▸ Prompt
Of all the lines in the entries below, give again exactly those starting at the line containing "rjzamora: Yeah, I'm thinking" and ending at the line containing "is intentionally a", both ends included, and no others.

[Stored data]
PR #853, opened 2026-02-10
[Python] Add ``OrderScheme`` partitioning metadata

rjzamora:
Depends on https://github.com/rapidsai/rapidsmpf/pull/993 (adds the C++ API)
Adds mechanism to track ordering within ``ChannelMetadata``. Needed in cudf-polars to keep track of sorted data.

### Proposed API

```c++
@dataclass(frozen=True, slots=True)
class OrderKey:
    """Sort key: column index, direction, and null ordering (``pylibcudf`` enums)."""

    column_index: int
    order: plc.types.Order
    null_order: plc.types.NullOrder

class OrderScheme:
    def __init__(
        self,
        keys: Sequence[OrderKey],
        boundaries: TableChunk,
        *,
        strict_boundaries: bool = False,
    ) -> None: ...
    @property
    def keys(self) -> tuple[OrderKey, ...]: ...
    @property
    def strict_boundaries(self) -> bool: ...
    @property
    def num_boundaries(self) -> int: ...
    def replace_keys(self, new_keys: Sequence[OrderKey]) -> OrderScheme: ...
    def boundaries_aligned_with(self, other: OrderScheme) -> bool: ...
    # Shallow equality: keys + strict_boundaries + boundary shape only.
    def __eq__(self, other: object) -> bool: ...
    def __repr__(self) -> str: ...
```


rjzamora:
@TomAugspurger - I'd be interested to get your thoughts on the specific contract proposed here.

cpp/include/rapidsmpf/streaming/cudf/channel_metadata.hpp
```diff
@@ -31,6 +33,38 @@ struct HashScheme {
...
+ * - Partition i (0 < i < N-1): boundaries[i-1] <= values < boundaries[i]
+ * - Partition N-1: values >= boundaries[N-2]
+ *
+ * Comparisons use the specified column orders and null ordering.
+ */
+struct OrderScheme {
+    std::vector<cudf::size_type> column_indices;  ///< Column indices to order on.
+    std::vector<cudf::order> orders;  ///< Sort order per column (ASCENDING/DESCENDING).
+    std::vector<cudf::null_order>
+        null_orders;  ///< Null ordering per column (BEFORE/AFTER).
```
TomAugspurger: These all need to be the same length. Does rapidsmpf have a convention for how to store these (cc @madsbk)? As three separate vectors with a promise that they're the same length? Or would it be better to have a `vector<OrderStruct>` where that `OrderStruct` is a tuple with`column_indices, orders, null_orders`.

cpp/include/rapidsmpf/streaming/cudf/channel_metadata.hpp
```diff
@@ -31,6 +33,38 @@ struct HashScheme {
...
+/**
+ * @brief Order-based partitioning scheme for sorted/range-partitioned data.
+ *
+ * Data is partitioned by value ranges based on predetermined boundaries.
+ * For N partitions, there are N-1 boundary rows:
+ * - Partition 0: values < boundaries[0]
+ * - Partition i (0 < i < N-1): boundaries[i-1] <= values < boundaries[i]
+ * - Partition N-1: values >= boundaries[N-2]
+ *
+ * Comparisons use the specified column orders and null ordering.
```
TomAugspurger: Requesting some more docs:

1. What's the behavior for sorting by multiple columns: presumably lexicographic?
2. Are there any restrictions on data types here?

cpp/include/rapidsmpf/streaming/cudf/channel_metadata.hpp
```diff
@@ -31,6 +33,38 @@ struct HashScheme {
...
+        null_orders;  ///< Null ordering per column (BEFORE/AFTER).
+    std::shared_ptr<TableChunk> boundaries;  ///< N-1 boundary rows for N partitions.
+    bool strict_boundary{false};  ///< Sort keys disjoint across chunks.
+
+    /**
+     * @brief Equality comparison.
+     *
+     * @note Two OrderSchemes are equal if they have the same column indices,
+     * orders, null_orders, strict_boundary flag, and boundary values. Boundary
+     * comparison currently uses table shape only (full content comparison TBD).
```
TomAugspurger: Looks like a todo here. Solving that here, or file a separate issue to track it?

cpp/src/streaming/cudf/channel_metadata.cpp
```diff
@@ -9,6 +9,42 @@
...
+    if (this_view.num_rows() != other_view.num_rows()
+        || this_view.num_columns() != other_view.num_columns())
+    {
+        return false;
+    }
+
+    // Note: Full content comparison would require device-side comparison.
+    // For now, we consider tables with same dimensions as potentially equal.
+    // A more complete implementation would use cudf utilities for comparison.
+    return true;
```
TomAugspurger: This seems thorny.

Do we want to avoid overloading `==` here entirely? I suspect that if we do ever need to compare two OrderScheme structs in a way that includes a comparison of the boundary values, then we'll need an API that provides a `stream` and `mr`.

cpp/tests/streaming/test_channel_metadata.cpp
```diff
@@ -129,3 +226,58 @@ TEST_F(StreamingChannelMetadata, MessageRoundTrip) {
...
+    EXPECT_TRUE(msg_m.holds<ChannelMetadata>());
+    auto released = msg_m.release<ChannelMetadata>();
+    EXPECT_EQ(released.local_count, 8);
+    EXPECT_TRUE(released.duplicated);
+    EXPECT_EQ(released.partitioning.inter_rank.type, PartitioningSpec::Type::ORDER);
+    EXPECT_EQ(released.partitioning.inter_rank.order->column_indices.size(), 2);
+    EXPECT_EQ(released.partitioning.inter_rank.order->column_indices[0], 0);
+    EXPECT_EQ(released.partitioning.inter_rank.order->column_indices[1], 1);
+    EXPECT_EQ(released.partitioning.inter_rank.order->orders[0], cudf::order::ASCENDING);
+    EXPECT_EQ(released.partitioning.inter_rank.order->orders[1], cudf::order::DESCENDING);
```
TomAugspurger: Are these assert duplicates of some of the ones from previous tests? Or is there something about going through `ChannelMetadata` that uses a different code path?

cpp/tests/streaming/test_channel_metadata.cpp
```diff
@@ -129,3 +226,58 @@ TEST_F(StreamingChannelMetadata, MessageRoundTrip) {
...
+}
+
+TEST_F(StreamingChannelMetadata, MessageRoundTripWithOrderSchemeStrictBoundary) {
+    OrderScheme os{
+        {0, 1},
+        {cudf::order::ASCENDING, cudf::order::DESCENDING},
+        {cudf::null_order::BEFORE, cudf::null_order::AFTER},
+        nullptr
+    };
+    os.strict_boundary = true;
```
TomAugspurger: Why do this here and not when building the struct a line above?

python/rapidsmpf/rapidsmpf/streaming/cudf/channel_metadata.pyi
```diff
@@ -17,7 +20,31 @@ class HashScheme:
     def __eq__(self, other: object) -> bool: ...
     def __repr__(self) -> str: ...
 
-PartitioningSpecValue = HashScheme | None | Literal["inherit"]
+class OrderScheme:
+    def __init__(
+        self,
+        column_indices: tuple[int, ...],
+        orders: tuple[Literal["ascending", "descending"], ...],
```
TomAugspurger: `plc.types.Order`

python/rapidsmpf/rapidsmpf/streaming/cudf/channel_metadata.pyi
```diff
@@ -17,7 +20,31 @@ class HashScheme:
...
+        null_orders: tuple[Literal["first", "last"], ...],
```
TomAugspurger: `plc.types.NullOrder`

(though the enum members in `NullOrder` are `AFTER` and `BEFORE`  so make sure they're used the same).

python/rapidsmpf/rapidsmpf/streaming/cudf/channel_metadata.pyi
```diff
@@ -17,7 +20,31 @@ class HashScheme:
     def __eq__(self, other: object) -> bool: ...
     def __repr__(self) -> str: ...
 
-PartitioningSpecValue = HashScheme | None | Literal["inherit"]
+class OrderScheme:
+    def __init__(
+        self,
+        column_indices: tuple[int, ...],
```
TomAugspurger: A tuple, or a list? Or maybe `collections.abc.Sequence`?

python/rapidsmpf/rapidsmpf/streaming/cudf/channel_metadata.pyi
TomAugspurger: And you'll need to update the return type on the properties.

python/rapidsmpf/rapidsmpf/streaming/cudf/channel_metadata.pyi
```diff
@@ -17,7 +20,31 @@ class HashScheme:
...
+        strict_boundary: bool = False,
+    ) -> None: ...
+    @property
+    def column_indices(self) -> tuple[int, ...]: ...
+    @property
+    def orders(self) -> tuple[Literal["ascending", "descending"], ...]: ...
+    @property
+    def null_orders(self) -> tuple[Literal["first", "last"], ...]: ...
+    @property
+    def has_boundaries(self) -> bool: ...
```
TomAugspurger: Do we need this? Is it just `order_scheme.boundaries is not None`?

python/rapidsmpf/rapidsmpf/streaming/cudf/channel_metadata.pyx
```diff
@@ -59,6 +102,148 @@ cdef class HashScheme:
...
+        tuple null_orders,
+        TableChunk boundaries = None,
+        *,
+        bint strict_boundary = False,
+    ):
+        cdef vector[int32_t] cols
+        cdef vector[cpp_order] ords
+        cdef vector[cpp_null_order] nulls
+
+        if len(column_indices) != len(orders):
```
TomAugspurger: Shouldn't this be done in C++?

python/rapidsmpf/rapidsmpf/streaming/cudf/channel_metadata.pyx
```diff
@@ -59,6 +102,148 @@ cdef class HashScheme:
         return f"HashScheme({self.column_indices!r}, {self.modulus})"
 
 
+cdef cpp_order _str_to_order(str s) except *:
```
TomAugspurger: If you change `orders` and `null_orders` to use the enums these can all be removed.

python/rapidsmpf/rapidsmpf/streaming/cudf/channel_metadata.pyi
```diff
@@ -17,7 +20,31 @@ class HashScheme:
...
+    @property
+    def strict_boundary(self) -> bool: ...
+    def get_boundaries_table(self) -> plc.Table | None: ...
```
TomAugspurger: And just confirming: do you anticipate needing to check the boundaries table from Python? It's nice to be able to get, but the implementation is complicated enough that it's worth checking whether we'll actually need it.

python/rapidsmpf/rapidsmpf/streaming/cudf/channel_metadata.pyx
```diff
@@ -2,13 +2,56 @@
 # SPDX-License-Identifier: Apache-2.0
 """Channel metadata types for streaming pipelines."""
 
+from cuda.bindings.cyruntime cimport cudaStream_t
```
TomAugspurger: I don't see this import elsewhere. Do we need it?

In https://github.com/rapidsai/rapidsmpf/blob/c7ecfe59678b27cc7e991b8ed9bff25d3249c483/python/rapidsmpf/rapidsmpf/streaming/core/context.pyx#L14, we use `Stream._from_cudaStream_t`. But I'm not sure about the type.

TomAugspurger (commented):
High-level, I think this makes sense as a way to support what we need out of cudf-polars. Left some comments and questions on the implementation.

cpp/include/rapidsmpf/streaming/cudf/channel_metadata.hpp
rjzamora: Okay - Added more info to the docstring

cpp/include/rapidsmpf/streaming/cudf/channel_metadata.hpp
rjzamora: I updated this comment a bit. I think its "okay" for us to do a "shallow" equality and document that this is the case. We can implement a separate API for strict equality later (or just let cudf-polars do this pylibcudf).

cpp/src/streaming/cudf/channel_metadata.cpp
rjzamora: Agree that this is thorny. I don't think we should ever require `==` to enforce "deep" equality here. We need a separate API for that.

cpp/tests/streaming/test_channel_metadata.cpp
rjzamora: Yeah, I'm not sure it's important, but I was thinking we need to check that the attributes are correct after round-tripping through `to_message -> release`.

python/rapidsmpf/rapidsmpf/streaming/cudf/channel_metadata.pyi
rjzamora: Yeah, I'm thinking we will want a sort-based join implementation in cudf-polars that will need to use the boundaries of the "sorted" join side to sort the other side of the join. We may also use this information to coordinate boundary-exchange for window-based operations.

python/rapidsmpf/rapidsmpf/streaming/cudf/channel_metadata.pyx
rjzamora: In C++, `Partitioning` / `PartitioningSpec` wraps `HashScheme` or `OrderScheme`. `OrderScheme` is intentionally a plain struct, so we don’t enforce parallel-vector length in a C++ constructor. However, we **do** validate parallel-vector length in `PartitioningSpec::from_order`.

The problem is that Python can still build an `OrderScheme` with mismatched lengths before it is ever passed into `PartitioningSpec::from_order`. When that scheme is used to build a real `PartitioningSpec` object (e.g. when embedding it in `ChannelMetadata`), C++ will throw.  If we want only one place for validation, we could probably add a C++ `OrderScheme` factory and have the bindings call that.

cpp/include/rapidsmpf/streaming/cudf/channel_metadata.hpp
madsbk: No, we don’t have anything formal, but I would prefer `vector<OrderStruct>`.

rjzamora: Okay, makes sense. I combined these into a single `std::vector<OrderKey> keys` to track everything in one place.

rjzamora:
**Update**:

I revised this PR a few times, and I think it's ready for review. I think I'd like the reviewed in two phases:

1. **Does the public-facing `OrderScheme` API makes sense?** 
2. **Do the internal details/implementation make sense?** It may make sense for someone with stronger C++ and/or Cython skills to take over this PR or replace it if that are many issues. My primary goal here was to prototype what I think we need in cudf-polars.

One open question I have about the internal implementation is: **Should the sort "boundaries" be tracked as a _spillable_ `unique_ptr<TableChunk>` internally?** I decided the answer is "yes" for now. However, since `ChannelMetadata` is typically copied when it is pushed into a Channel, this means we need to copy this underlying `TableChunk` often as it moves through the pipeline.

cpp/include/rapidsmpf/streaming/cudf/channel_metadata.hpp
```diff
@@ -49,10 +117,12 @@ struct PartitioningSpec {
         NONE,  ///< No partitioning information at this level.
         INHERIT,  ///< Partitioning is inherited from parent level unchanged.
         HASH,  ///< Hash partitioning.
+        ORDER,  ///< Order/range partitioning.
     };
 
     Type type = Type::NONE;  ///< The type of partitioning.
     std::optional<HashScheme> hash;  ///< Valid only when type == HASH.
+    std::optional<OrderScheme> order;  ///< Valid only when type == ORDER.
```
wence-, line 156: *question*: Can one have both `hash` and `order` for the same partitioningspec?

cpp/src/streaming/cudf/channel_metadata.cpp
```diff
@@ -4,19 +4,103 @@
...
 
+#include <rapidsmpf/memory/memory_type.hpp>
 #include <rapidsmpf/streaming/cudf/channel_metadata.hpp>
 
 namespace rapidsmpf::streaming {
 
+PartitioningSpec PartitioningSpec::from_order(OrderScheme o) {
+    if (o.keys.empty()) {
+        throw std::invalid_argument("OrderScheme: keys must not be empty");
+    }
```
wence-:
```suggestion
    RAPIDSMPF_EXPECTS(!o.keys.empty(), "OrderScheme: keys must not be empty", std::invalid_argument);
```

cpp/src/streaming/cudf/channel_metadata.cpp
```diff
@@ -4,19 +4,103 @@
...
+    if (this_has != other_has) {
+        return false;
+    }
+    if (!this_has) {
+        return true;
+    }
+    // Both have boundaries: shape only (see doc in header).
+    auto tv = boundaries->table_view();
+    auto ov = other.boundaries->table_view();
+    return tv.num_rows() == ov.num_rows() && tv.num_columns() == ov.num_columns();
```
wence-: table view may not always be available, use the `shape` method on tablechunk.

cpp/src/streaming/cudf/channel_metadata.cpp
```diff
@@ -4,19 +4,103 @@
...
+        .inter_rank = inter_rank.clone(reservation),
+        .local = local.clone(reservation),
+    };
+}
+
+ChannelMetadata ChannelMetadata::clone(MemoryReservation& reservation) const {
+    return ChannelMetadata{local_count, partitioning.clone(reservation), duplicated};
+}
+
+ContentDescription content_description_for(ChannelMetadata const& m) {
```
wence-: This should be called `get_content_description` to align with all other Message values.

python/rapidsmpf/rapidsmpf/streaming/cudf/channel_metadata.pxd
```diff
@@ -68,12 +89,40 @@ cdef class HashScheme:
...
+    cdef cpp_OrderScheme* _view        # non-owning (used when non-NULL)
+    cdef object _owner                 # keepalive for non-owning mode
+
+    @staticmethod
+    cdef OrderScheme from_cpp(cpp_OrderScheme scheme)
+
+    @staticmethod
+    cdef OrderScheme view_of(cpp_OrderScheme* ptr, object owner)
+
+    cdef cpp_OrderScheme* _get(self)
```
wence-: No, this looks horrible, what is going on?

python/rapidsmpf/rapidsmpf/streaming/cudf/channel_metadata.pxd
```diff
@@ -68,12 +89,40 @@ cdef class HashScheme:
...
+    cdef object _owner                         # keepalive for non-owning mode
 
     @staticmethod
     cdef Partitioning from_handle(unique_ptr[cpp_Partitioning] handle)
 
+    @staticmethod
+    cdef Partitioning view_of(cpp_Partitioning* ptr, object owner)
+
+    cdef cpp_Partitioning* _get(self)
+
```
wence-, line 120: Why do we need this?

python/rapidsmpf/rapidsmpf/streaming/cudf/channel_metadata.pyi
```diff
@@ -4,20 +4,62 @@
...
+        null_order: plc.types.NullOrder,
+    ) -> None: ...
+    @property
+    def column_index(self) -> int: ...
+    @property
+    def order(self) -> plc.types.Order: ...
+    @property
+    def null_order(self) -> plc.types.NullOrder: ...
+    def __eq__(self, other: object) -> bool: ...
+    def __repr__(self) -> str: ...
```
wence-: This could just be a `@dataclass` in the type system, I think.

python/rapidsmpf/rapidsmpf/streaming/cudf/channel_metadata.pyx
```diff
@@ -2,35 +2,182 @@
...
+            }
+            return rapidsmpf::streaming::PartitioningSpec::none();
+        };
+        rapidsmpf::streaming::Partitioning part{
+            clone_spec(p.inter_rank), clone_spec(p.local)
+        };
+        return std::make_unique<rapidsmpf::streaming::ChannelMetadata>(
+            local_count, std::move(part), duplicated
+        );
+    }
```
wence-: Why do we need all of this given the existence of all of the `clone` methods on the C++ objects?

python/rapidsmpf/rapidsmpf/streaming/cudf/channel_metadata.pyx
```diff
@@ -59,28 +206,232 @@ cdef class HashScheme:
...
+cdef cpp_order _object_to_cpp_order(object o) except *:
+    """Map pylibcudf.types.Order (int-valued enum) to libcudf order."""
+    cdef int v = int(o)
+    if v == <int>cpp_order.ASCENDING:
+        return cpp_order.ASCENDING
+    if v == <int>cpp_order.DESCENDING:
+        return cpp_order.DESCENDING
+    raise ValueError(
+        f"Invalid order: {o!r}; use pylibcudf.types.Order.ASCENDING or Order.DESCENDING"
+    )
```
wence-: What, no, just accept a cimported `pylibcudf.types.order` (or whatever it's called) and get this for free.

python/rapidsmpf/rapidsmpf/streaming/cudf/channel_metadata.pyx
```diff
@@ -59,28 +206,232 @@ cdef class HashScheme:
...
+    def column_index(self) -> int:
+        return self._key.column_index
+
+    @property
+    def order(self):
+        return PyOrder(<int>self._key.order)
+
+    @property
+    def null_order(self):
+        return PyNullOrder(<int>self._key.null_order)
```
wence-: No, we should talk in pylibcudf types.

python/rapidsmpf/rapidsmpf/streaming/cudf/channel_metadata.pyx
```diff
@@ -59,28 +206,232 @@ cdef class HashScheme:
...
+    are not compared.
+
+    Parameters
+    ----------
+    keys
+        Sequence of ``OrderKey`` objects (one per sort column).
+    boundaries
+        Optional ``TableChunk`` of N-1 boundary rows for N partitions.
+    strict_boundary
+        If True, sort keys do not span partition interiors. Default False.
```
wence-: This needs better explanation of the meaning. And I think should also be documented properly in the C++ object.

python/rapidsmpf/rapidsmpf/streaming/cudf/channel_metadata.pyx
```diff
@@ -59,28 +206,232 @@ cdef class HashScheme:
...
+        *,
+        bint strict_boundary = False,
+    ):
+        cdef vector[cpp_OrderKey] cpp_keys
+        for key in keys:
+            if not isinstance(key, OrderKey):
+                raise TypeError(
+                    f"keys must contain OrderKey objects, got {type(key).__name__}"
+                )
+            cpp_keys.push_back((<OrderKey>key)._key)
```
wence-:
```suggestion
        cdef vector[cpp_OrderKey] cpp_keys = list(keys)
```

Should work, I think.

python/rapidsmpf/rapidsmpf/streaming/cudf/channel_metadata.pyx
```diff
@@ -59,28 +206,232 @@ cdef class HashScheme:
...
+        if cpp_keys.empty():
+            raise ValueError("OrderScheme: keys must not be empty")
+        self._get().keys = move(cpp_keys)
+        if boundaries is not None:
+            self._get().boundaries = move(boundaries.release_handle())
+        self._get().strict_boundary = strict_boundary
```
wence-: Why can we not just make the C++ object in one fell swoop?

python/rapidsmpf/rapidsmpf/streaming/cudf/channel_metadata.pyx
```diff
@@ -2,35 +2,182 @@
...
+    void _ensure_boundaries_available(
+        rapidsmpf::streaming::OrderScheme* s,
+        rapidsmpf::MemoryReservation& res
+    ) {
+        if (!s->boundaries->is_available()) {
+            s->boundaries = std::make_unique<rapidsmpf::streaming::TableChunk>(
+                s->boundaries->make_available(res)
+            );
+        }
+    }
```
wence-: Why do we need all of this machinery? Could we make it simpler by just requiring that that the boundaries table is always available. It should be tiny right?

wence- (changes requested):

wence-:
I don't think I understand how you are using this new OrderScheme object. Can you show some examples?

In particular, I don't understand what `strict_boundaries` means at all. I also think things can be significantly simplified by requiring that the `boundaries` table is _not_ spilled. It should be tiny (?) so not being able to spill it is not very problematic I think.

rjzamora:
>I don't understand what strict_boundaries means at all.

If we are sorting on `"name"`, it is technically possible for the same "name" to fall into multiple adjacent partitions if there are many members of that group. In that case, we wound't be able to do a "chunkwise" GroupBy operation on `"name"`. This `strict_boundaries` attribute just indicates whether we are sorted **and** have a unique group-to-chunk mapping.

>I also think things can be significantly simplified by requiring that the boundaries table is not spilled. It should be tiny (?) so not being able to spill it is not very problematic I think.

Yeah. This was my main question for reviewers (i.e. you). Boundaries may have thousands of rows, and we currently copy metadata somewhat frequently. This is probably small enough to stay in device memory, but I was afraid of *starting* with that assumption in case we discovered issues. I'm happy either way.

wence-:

▸ Answer to this task
rjzamora: Yeah, I'm thinking we will want a sort-based join implementation in cudf-polars that will need to use the boundaries of the "sorted" join side to sort the other side of the join. We may also use this information to coordinate boundary-exchange for window-based operations.

python/rapidsmpf/rapidsmpf/streaming/cudf/channel_metadata.pyx
rjzamora: In C++, `Partitioning` / `PartitioningSpec` wraps `HashScheme` or `OrderScheme`. `OrderScheme` is intentionally a plain struct, so we don’t enforce parallel-vector length in a C++ constructor. However, we **do** validate parallel-vector length in `PartitioningSpec::from_order`.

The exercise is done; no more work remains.